→ WHAT YOU WILL DO
Copy out once more, exactly, the line with "Also, is hard_deprecate" and all the lines after it, up to the last line of the data.

→ DATASET EXTRACT

PR #649, opened 2023-11-17
Rename `:before_send_event` to `:before_send` (and hard-deprecate)

whatyouhide:
This is in line with all other SDKs. Straight from the `common` section of sentry-docs:

> All Sentry SDKs support the `before_send` callback method

### DIFF
--- a/lib/sentry.ex
+++ b/lib/sentry.ex
@@ -99,7 +99,7 @@ defmodule Sentry do
   ## Filtering Exceptions
 
   If you would like to prevent Sentry from sending certain exceptions, you can
-  use the `:before_send_event` configuration option. See the [*Event Callbacks*
+  use the `:before_send` configuration option. See the [*Event Callbacks*
   section](#module-event-callbacks) below.
 
   Before v9.0.0, the recommended way to filter out exceptions was to use a *filter*,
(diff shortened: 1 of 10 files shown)


HazAT:
Isn't this a breaking change? ^^
Also, is hard_deprecate = breaking change? Never heard it before tbh

HazAT:
Ahh this is for a major, got it 👍

lib/sentry.ex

→ PROBLEM SOLUTION
Also, is hard_deprecate = breaking change? Never heard it before tbh

HazAT:
Ahh this is for a major, got it 👍

lib/sentry.ex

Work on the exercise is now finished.